Die übliche Grundstruktur eines Mediationsgespräches sieht folgendermaßen aus:
1. Definition des Konflikts oder des Problems
In dieser Phase wird mit den Konfliktparteien geklärt, was genau der Konflikt ist, der jetzt bearbeitet werden soll. Wichtig ist, dass an diesem Schritt alle Parteien gleichberechtigt beteiligt werden. Evtl. kann es auch mehrere Entscheidungsfragen geben, ggf. ist dann eine Prioritätenliste aufzustellen. In Gruppen oder Teams kann es evtl. zuvor nötig sein, zu überprüfen, wer genau die beteiligten Konfliktparteien sind. Ziel dieser Phase ist es, dass allen Beteiligten eindeutig klar ist, an welchem Thema mit den folgenden Schritten gearbeitet wird.
2. Klärung und Akzeptanz der Interessen
In dieser Phase werden die Positionen und die den Positionen zugrunde liegenden Interessen dargelegt. Alle Parteien erhalten gleichberechtigt genügend Raum, ihre Seite darzustellen. Das setzt voraus, dass sie auch bereit sind, die andere Seite anzuhören. Es kann hier sinnvoll sein, gemeinsame Interessen im Konflikt herauszuarbeiten oder sich zuvor die gemeinsame, vom Konflikt nicht betroffene Basis zu vergegenwärtigen.
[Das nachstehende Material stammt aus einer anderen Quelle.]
PR #475, opened 2024-06-28
Allow setting labels for advisories and SBOMs

ctron:
Coming from @bobmcwhirter's suggestion of making the labelling a two-step process: https://matrix.to/#/!heUmIqxVhZejiSjzVu:matrix.org/$VtbkZ9oC8eeQqzDLlsCes5sMWQRiBZrNwnhf231UZZ4?via=matrix.org&via=dentrassi.de 

image

… here is the PR to allow settings labels. I think this makes sense in any way. We can still add the ability to set initial labels once we find the best way to pass them to the backend.

### DIFF
--- a/entity/src/labels.rs
+++ b/entity/src/labels.rs
@@ -11,6 +11,7 @@ use std::ops::{Deref, DerefMut};
     serde::Serialize,
     serde::Deserialize,
     sea_orm::FromJsonQueryResult,
+    utoipa::ToSchema,
 )]
 pub struct Labels(pub HashMap<String, String>);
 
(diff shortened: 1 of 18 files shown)


entity/src/labels.rs
```diff
@@ -31,6 +32,36 @@ impl Labels {
...
+        self
+    }
+
+    /// Apply a label update.
+    ///
+    /// This will apply the provided update to the current set of labels. Updates with an empty
+    /// value will remove the label.
+    pub fn apply(mut self, update: Labels) -> Self {
+        for (k, v) in update.0 {
+            if v.is_empty() {
```
bobmcwhirter, line 53: question: Given it's a String, `is_empty()` is the empty string, yeah?
Would `HashMap<String,Option<String>>` be more straight-forward? Allow for value-less labels? Just thinking how sometimes in other domains we hit things like "ensure $FOO_ENV is set to a non-empty string" and that results in "useless" values like `1` or `true` being used, even though their value isn't ever considered.

modules/fundamental/src/advisory/endpoints/test.rs
```diff
@@ -584,3 +586,54 @@ async fn download_advisory_by_id(ctx: TrustifyContext) -> Result<(), anyhow::Err
...
+
+/// Test setting labels
+#[test_context(TrustifyContext, skip_teardown)]
+#[test(actix_web::test)]
+async fn set_labels(ctx: TrustifyContext) -> Result<(), anyhow::Error> {
+    with_upload(ctx, |result, app| {
+        Box::pin(async move {
+            // update labels
+
+            let request = TestRequest::patch()
```
bobmcwhirter, line 598: nice: PATCH

Roy would be proud.

bobmcwhirter (approved):

entity/src/labels.rs
ctron: Yes, I considered that as well. However, you would one properly serialize that using query parameters? That felt overly complex for having the ability to use an empty string as value.

If we feel that's super important. Ok. Otherwise maybe it's a good compromise.

bobmcwhirter: Nope, that's a valid response. Sally forth.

Ziel dieser Phase ist es, dass die Parteien einander verstehen, d.h. wissen, was die andere Seite will und wozu sie es will. Wichtig ist, dass die Interessen akzeptiert werden, auch wenn die daraus folgenden Positionen nicht unbedingt gebilligt werden.
3. Gemeinsame Entwicklung von Lösungen
Dies ist die Phase, in der mit kreativen Methoden möglichst viele, durchaus auch verrückte und auf den ersten Blick unpraktikable Ideen gesammelt und entwickelt werden. Je mehr Ideen um so besser. Ziel dieser Phase ist es, auf der Sachebene eine große Auswahl von Lösungen hervorzubringen, die die Interessen beider Parteien berücksichtigen, und auf der Beziehungsebene einen konstruktiven und kooperativen Umgang zu erleben und einzuüben.
4. Entscheidung / Vereinbarung
In dieser Phase wird die Lösung ausgewählt, die allen Interessen am besten dient. Vielleicht muss sie noch aus praktischen Gründen modifiziert werden. Es wird ein Zeitraum vereinbart, in der die gewählte Lösung in der Praxis überprüft wird. Der somit "vorläufige" Charakter der Vereinbarung fördert Toleranz und Experimentierfreudigkeit. Wenn nötig wird die Vereinbarung schriftlich festgehalten. Ziel dieser Phase ist es, eine befristete Vereinbarung zu treffen, die alle Parteien zufrieden stellt und die alle Parteien gewillt sind, aktiv mitzutragen.
5. Kontrolle
Nach der vereinbarten Zeit berichten die Parteien auf einem gemeinsamen Treffen über ihre Erfahrung mit der ausgewählten Lösung. Falls nötig, können jetzt weitere Modifikationen oder Nachbesserungen vorgenommen werden. Ziel dieser Phase ist es, die Brauchbarkeit der gewählten Lösung zu überprüfen, sie ggf. noch zu verbessern und die Beziehung der Konfliktparteien zu stabilisieren.